PR #2964, opened 2019-09-15
Deleted Clamav.profile cause it breaks AV completely

circuitshaker:
This profile breaks ClamAv completely which i can't understand why is there a profile for an AV in the beginning. AV's needs permissions for working stable, if you have problems with AV's because of their *potential* attack surface you shouldn't use it at all.


chiraag-nataraj:
Please open an issue describing the issues you have with the profile. If at possible, we should fix the issues rather than delete the profile entirely. Thanks!

Vincent43:
> if you have problems with AV's because of their potential attack surface you shouldn't use it at all.

I don't follow that logic. The only job of AV is to deal with untrusted input. It's common attack vector to leverage that fact and attack AV itself to gain its system-wide privs. Ideally every AV would sandbox themselves but using 3rd party sandbox from firejail is another option.

chiraag-nataraj:
@circuitshaker I'm going to go ahead and close this pull request. Please open an issue on the bug tracker and we'll take a look at what's going on. Thanks!

PR #2965, opened 2019-09-16
Removed disable-interpreters.inc from w3m.profile

AN3223:
Including disable-interpreters.inc consistently prevents the help screen from loading within w3m.


AN3223:
Okay I included allow-perl.inc and that seems to work fine.

rusty-snake:
Merged, Thanks.

Issue #2860, opened 2019-07-16
seccomp causes steam (and other) games to freeze


LamaRaz:
Nvidia 418.56 Ubuntu 18.04 up-to-date w/ Gnome. Firejail built today from master.

So to track down some issues I ran steam with noprofile and when I added seccomp Proton/Wine games would freeze. Usually 1-2 seconds of intro video (or something else) would play with sound before freezing completely. The freeze is not global so alt tabbing works, mouse is not released though. Ctrl C on the firejail steam terminal window works.

I settled on

--disable-mnt --net=eth0 --defaultgw=192.168.0.1 --dns=1.1.1.1 --private=~/jailed --noroot --nonewprivs --nogroups --noprofile steam

And steam and its proton games run with no issues.

The same is true of Lutris (python wine manager), seccomp causes games to not even start and game launchers to start slowly - the wine virtual desktop starts. In this particular case I also noted that Lutris itself was unable to kill the wine processes it started (it has an option to kill all wine processes), probably related. Running the above options with Lutris solved all problems.

rusty-snake:
@LamaRaz can you try if `firejail --ignore=seccomp steam` also works.

LamaRaz:
only these:
`audit[5477]: SECCOMP auid=1000 uid=1000 gid=1000 ses=2 pid=5477 comm="steam" exe="/home/*/.steam/ubuntu12_32/steam" sig=31 arch=40000003 syscall=26 compat=1 ip=* code=0x0

kernel: audit: type=1326 audit(1563350012.331:81): auid=1000 uid=1000 gid=1000 ses=2 pid=5477 comm="steam" exe="/home/*/.steam/ubuntu12_32/steam" sig=31 arch=40000003 syscall=26 compat=1 ip=* code=0x0

audit[5798]: SECCOMP auid=1000 uid=1000 gid=1000 ses=2 pid=5798 comm="wineserver" exe=2F686F6D652F*******************************************************************************5736572766572 sig=31 arch=c000003e syscall=101 compat=0 ip=* code=0x0

kernel: audit: type=1326 audit(1563350036.867:82): auid=1000 uid=1000 gid=1000 ses=2 pid=5798 comm="wineserver" exe=2F686F6D652F***********************************************************************766572 sig=31 arch=c000003e syscall=101 compat=0 ip=* code=0x0`

rusty-snake:
@LamaRaz can you try `firejail --allow-debuggers steam`

[...]

PR #2971, opened 2019-09-19
Add allow-debuggers to steam.profile

corecontingency:
With the default steam profile, steam runs fine, but several games (all running via proton) do not open or open to a black screen. Checking `journalctl`, each segfaulted with firejail reporting they tried to access syscall 101, which is `ptrace`.

Games: Twilight Struggle, ZeroK, Supreme Commander 2

Adding `seccomp !ptrace` or `allow-debuggers` seemed to fix the problem, and now the games run fine.

I added `allow-debuggers` to the profile, as I think that was the preferred method of allowing `ptrace`, but I can change it to `seccomp !ptrace` instead.

Just checked now, and seems like other people are having this problem: [Issue 2860](https://github.com/netblue30/firejail/issues/2860)

### DIFF
--- a/etc/steam.profile
+++ b/etc/steam.profile
@@ -38,6 +38,8 @@ include disable-programs.inc
 
 include whitelist-var-common.inc
 
+# allow-debuggers needed for running some games with proton
+allow-debuggers
 caps.drop all
 #ipc-namespace
 netfilter


SkewedZeppelin:
fwiw the flatpak does this

rusty-snake:
Merged, Thanks.

PR #2978, opened 2019-09-26
KeePassXC: Added a warning regarding tray icon

tihadot:
nodbus also breaks the (minimize to-) system tray feature of KeePassXC. Users should be aware of that.


rusty-snake:
Merged, Thanks.

PR #2981, opened 2019-09-28
Update evince

### LINKED ISSUE #2980: Evince crashes when 2-page side-by-side is chosen
Nope, not a duplicate of #2621 :smiley:. But same way to crash evince with the difference that now `ignore private-lib` does the trick.

rusty-snake:
closes #2980


rusty-snake:
Merged from commandline.

PR #2982, opened 2019-09-29
Move chroot entirely from path based to file descriptor based mounts

smitsohu:
chroot directory validation was based on a file descriptor logic already, move now on top of that to file descriptor based mounts and resolv.conf copying.

Also collects all code in a new chroot module.


smitsohu:
added a commit to base all checks and all mounts on same file descriptor

netblue30:
Cool!

PR #2972, opened 2019-09-21
whitelist-usr-share-common.inc

rusty-snake:
Any suggestions,  testing, ... welcome :wink: .

Related issue:  #2505

PR #2992, opened 2019-10-05
Wusc fixes

glitsj16:
Some fixes for #2972. @rusty-snake Apologies for not responding earlier to your excellent work with wusc, been a bit hectic on the personal front...

### DIFF
--- a/etc/eom.profile
+++ b/etc/eom.profile
@@ -8,6 +8,9 @@ include globals.local
 
 noblacklist ${HOME}/.config/mate/eom
 
+whitelist /usr/share/eom
+include whitelist-usr-share-common.inc
+
 # private-bin, private-etc and private-lib break 'Open With' / 'Open in file manager'
 # comment those if you need that functionality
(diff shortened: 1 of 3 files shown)


rusty-snake:
Thanks. Maybe we can now move wusc to eo-common.profile since now eog and eom have it.

rusty-snake:
@glitsj16 long time ago that I was using Arch. Is `/usr/share/ca-certificates` only used by Mozilla software or also by other e.g. wget,mpv,gnome-maps ?

glitsj16:
@rusty-snake Good idea to move wusc to eo-common. Regarding `/usr/share/ca-certificates` I can confirm nothing besides Mozilla software uses that, at least not on Arch and Debian/Ubuntu, so no further action needs to be taken for that. During the coming week I'll have some time to test adding wusc to some more profiles. Nice addition :+1:.

netblue30:
Sorry, wrong commit number (2992), it was supposed to be 2922.

PR #3002, opened 2019-10-15
Profiles: add signal-cli profile

tihadot:
signal-cli: https://github.com/AsamK/signal-cli

Tested on Arch (including AUR package) using command line and dbus interface. I've opted for commenting private-etc out to ensure compatibility with all supported Java configurations. I'm still on the fence about that though, since it should work with private-etc in the majority of environments.


tihadot:
(please excuse the messy commit history... I'm still learning the finer details of squashing/rebasing)

etc/signal-cli.profile
```diff
@@ -0,0 +1,49 @@
...
+# Description: signal-cli provides a commandline and dbus interface for signalapp/libsignal-service-java
+# This file is overwritten after every install/update
+# Persistent local customizations
+include signal-cli.local
+# Persistent global definitions
+include globals.local
+
+blacklist /tmp/.X11-unix
+
+noblacklist ${HOME}/.local/share/signal-cli
```
rusty-snake: Add `blacklist ${HOME}/.local/share/signal-cli` to `disable-programs.inc`.

etc/signal-cli.profile
```diff
@@ -0,0 +1,49 @@
...
+nogroups
+nonewprivs
+noroot
+nosound
+notv
+nou2f
+novideo
+protocol unix,inet,inet6
+seccomp
+shell none
```
rusty-snake: What about `tracelog`?

etc/signal-cli.profile
```diff
@@ -0,0 +1,49 @@
...
+include disable-xdg.inc
+
+mkdir ${HOME}/.local/share/signal-cli
+whitelist ${HOME}/.local/share/signal-cli
+include whitelist-common.inc
+include whitelist-var-common.inc
+
+caps.drop all
+netfilter
+no3d
```
rusty-snake: `nodbus`?

etc/signal-cli.profile
tihadot: Done

etc/signal-cli.profile
tihadot: You're right, missed that one

etc/signal-cli.profile
tihadot: That would break a main feature, the daemon mode via dbus interface

tihadot:
Thank you for your feedback!

etc/signal-cli.profile
rusty-snake: I over read your 
> and dbus interface

 :upside_down_face:

rusty-snake:
Note about `private-etc` if `private-etc java*` would be supported it would work.

rusty-snake:
Merged, Thanks.

PR #3005, opened 2019-10-18
Add wusc to more profiles

glitsj16:
Leaving this open for a while to give reviewers a chance to look at it. Nothing surprising, just expanding the range of profiles that can benefit from wusc.

### DIFF
--- a/etc/QMediathekView.profile
+++ b/etc/QMediathekView.profile
@@ -27,9 +27,6 @@ include disable-passwdmgr.inc
 include disable-programs.inc
 include disable-xdg.inc
 
-whitelist /usr/share/ca-certificates
-whitelist /usr/share/qt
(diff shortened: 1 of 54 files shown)


etc/QMediathekView.profile
```diff
@@ -27,6 +27,11 @@ include disable-passwdmgr.inc
 include disable-programs.inc
 include disable-xdg.inc
 
+whitelist /usr/share/ca-certificates
+whitelist /usr/share/qt
+whitelist /usr/share/qt4
```
rusty-snake: Can be remove. Is in wusc now.

glitsj16:
@rusty-snake I agree, adding ca-certs to wusc makes it a bit more robust/less likely to break. I'll make the needed changes. Thanks for your input.

PR #3010, opened 2019-10-25
Update main.c

xeniter:
Eight byte stack alignment is a requirement of the Procedure Call Standard for the ARM Architecture [AAPCS]. This specifies that functions must maintain an eight-byte aligned stack address (for example: 0x00, 0x08, 0x10, 0x18, 0x20) on all external interfaces

### DIFF
--- a/src/firejail/main.c
+++ b/src/firejail/main.c
@@ -55,7 +55,7 @@ uid_t firejail_uid = 0;
 gid_t firejail_gid = 0;
 
 #define STACK_SIZE (1024 * 1024)
-static char child_stack[STACK_SIZE];		// space for child's stack
+static char child_stack[STACK_SIZE] __attribute__((aligned(8)));		// space for child's stack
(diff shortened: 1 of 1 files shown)


xeniter:
without this fix, linux killed firejail cause of unaligment exception trap, cause the stack pointer was not 8 byte aligned:

root@myboard:~# firejail

Parent pid 25756, child pid 257[ 1479.741141] Alignment trap: not handling instruction f9440a1f at [<b6ea4890>]
57
[ 1479.750378] Unhandled fault: alignment exception (0x801) at 0x00579b4c
[ 1479.757192] pgd = 56ee8009
[ 1479.759936] [00579b4c] *pgd=43171835, *pte=4214c75f, *ppte=4214cc7f
Error: proc 25756 cannot sync with peer: unexpected EOF
Peer 25757 unexpectedly killed (Bus error)

netblue30:
Thanks for the fix!

PR #3011, opened 2019-10-25
Add Comment Mentioning that `nodbus` Breaks Native Notifications

julianschacher:
After installing a notification daemon yesterday, I realized that `nodus` in the `firefox-common.profile` also breaks native notifications.
So I extended the comment to mention that, so that users have an easier time discovering this issue in the future.


rusty-snake:
Merged, Thanks.

PR #3019, opened 2019-10-30
Slack profile: use temporary cache

### LINKED ISSUE #3015: Slack Desktop 4.1.1 cannot open external links
Hi, 

I know this is a common issue for many sandboxed applications.
I've got that with Slack, which was unable to open any external URLs. Also it was impossible to sign-in into new workspace when running in the jail.

I had slow disk, so I tried to take advantage of having `~/.cache` directory on temporary file system to reduce disk writes.
And profile option `private-cache` comes in handy.
After adding it to `slack.profile` I've got external links being opened in default desktop browser, to my surprise. I haven't tested the sign-in process.

Not sure how those things are connected, though.
I think we could add it as the default into the profile, because it does no harm and even improves isolation a little bit. The only drawback I observed is slightly increased start-up time for Slack. But that should not be an issue on relatively modern hardware.

vutny:
Fixes #3015

### DIFF
--- a/etc/slack.profile
+++ b/etc/slack.profile
@@ -33,6 +33,7 @@ shell none
 
 disable-mnt
 private-bin locale,slack
+private-cache
 private-dev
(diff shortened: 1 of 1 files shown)


rusty-snake:
Merged, Thanks.

PR #1008, opened 2023-08-08
add more options to up invocation

jaxxstorm:


simenandre (commented):
Thanks Lee!

The inputs need to be added to https://github.com/pulumi/actions/blob/daa3f4a7f280f4390c9ed0f690a8607106ca8bcc/action.yml#L96-L98 as well. Would you mind adding them here as well?

We might want to test these options too, in our workflow. Debug for instance

Issue #752, opened 2022-10-11
Node.js 12 runtime for GH actions is deprecated


RobbieMcKinstry:
# Background

Node 12 was sunset on 30 Apr 2022. In non-Enterprise environments, GitHub Actions supports JavaScript-based actions running on either Node 12 or Node 16.

In GitHub Enterprise, support for Node 16 was added in GitHub Enterprise v3.4.0, released on 15 March 2022. 
We intend this action to work for all GitHub users, both SaaS users, and GitHub Enterprise users. This action will continue to use Node 12 until all maintained versions of GitHub Enterprise have Node 16 support. We don't want to break users running a maintained, supported versions of GHE that simply can't execute our action.

As a result, this Action will switch to Node 16 once GHE v3.3 is sunset. That date is 07 December 2022. At that time, all active versions of GHE will be able to execute this action. We've updated the [README](https://github.com/pulumi/actions#node-12-support-ending-2022-12-07) to reflect this support policy. 

Until 07 December, you may see the following warning:

```
Node.js 12 actions are deprecated. For more information see: https://github.blog/changelog/2022-09-22-github-actions-all-actions-will-begin-running-on-node16-instead-of-node12/. Please update the following actions to use Node.js 16: pulumi/actions
```

![image](https://user-images.githubusercontent.com/1466314/194906101-0d61753d-5451-43b0-9664-68694deacd8f.png)

## Additional Context

For more information, please see [GitHub's deprecation notice](https://github.blog/changelog/2022-09-22-github-actions-all-actions-will-begin-running-on-node16-instead-of-node12/) for Node 12 actions.

* [GHE Sunsetting Timeline](https://docs.github.com/en/enterprise-server@3.4/admin/all-releases#currently-supported-releases)
* [Original issue report](https://github.com/pulumi/actions/pull/651#issuecomment-1177479858)
* [Original Revert from Node 16 back to Node 12.](https://github.com/pulumi/actions/pull/678)
* https://github.com/pulumi/actions/issues/750
* https://github.com/pulumi/actions/issues/707

### Contributing

Vote on this issue by adding a 👍 reaction. 
To contribute a fix for this issue, leave a comment (and link to your pull request, if you've opened one already).

RobbieMcKinstry:
Update: it appears GHE has rescheduled the deprecation until 18 Jan. 2023. I've updated the issue text to reflect this change.

PR #1018, opened 2023-09-14
chore: node 20 as default runtime

dirien:
Hi, 

Node 16 reached the [end of life on Sep, 11 2023](https://nodejs.org/en/blog/announcements/nodejs16-eol). 

Node 20 is supported on GitHub Runners since https://github.com/actions/runner/releases/tag/v2.308.0.

This PR updates the runtime

### DIFF
--- a/CHANGELOG.md
+++ b/CHANGELOG.md
@@ -6,6 +6,10 @@
 
 ---
 
+## 4.6.0 (2023-10-12)
+
+- chore: node 20 as default runtime
+
 ## 4.5.0 (2023-09-12)
 
 - feat: comment on GitHub step summary.
--- a/action.yml
+++ b/action.yml
@@ -111,5 +111,5 @@ runs:
   #
   # Trying to upgrade in July 2022 broke our users that depend on
   # GitHub Enterprise versions < 3.4
-  using: 'node16'
+  using: 'node20'
   main: 'dist/index.js'


Frassle:
Is this going to cause similar issues in GHE as the 12 to 16 bump caused? https://github.com/pulumi/actions/issues/752

simenandre:
> Is this going to cause similar issues in GHE as the 12 to 16 bump caused? https://github.com/pulumi/actions/issues/752

It might be, but I think we should think about our approach here. As far as I know, we have two alternatives.


a) Should we bump the action, potentially add a note that for runners without support for Node 16 must stay on v4.

b) Make sure most GitHub Enterprise users can use any current version of our action.

I vote for a). In general, I favor releasing often, even though it produces less compatibility. At least in cases where it's out of our hands (such as upstream stuff or GHA not supporting things). I still think we should support earlier major versions to some point, at least security issues.

What do you think?

dirien:
Bump to v5 as this will indicate the potential for breaking changes and make this clear in the release notes would be my suggestion.

justinvp:
v5 bump makes sense to me

simenandre (approved):
Let's go!

jplewa:
When will this update be released?

MatthewBettonMaif:
Hello,

Since [last published release version 4.6.0 (las hour ago)](https://github.com/pulumi/actions/releases/tag/v4.6.0) (and not a version 5 as suggested here for a breakingchange) we have now this error message :

```bash
System.ArgumentOutOfRangeException: Specified argument was out of the range of valid values. (Parameter ''using: node20' is not supported, use 'docker', 'node12' or 'node16' instead.')
   at GitHub.Runner.Worker.ActionManifestManager.ConvertRuns(IExecutionContext executionContext, TemplateContext templateContext, TemplateToken inputsToken, String fileRelativePath, MappingToken outputs)
   at GitHub.Runner.Worker.ActionManifestManager.Load(IExecutionContext executionContext, String manifestFile)
 ```
 
 ```bash
 Fail to load pulumi/actions/v4/action.yml
 ```

Frassle:
Sorry about that, a long delay between that change being merged and released and no left over indicator in the changelog to remind us to bump the major version. We'll see if we can yank the 4.6 release and re-release it as 5.0.

tgummerer:
I just deleted the 4.6.0 release and the corresponding tag, so this should work again.  Thanks for reporting this @MatthewBettonMaif

MatthewBettonMaif:
Thank you for your prompt responses and action :)

I can confirm you that it is now ok

PR #1020, opened 2023-09-19
fix(examples): Updated 'setup-nodejs' actions to 'setup-node'

Jamess-Lucass:
This just updates the examples to use the correct GitHub action for setting up node. The repository is https://github.com/actions/setup-node and thus with `actions/setup-nodejs` you will receive the error `Unable to clone https://github.com/actions/setup-nodejs refs/heads/v3: repository not found`


simenandre (approved):
Thank you!

Issue #1039, opened 2023-11-21
Allow getting dev channel releases from the action


tgummerer:
Allow using dev channel releases introduced in https://github.com/pulumi/pulumi/issues/14622 by the pulumi action.  This work depends on https://github.com/pulumi/pulumi/issues/14622 and https://github.com/pulumi/pulumi/issues/14623.

/xref https://github.com/pulumi/home/issues/3003

PR #1051, opened 2023-12-20
allow getting latest dev version

tgummerer:
Add a new "dev" option for the version field, that allows users to install the latest dev release automatically.

Fixes https://github.com/pulumi/actions/issues/1039


julienp (approved):
LGTM

Issue #1014, opened 2023-09-01
error: PULUMI_ACCESS_TOKEN must be set for login during non-interactive CLI sessions


hisuwh:
### What happened?

Preview pulumi build in GitHub actions on pull requests have started failing apparently for no reason.  I have tried refreshing the PULUMI_ACCESS_TOKEN

```
Error: code: -2
 stdout: 
 stderr: Command failed with exit code 255: pulumi stack select --stack org-name/stack-name --non-interactive
error: PULUMI_ACCESS_TOKEN must be set for login during non-interactive CLI sessions
 err?: Error: Command failed with exit code 255: pulumi stack select --stack org-name/stack-name --non-interactive
error: PULUMI_ACCESS_TOKEN must be set for login during non-interactive CLI sessions
```

### Expected Behavior

Preview build runs

### Steps to reproduce

```yaml
    - uses: pulumi/actions@v3
      with:
        command: preview
        stack-name: org-name/stack-name
        work-dir: ./infrastructure/packages/project
      env:
        PULUMI_ACCESS_TOKEN: ${{ secrets.PULUMI_ACCESS_TOKEN }}
        ARM_CLIENT_ID: ${{ secrets.AZURE_CLIENT_ID }}
        ARM_CLIENT_SECRET: ${{ secrets.AZURE_CLIENT_SECRET }}
        ARM_TENANT_ID: ${{ secrets.AZURE_TENANT_ID }}
        ARM_SUBSCRIPTION_ID: ${{ secrets.AZURE_SUBSCRIPTION_ID }}

```

### Output of `pulumi about`

```
$ pulumi about
CLI
Version      3.79.0
Go Version   go1.21.0
Go Compiler  gc

Plugins
NAME    VERSION
nodejs  unknown

Host
OS       Microsoft Windows 11 Pro
Version  10.0.22621 Build 22621
Arch     x86_64

This project is written in nodejs: executable='C:\Program Files\nodejs\node.exe' version='v18.12.1'
```

### Contributing

Vote on this issue by adding a 👍 reaction. 
To contribute a fix for this issue, leave a comment (and link to your pull request, if you've opened one already).

Frassle:
Looks like the same as https://github.com/pulumi/actions/issues/1010.

hisuwh:
No because I'm using the Pulumi cloud backend not an Azure blob

Frassle:
[...]

PR #1062, opened 2024-01-08
return error when login fails

tgummerer:
Currently if the login fails as part of the GitHub action, we just silently ignore that.  This can be very confusing when steps further down the line fail, e.g. with "error: PULUMI_ACCESS_TOKEN must be set for login during non-interactive CLI sessions", even though the user has set the access token.

Instead of just continuing our merry way when the login fails, fail the action and let the user know.

This might be the cause of https://github.com/pulumi/actions/issues/1014.  The symptoms match, though it's unclear if there is anything else going on in that issue.

/cc @hisuwh

### DIFF
--- a/CHANGELOG.md
+++ b/CHANGELOG.md
@@ -2,6 +2,9 @@
 
 ## HEAD (Unreleased)
 
+- fix: error out when login fails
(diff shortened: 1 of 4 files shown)


Zaid-Ajaj (approved):
LGTM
───
Using the material above, report each line where "char" occurs.

### Response to the task
-static char child_stack[STACK_SIZE];		// space for child's stack
+static char child_stack[STACK_SIZE] __attribute__((aligned(8)));		// space for child's stack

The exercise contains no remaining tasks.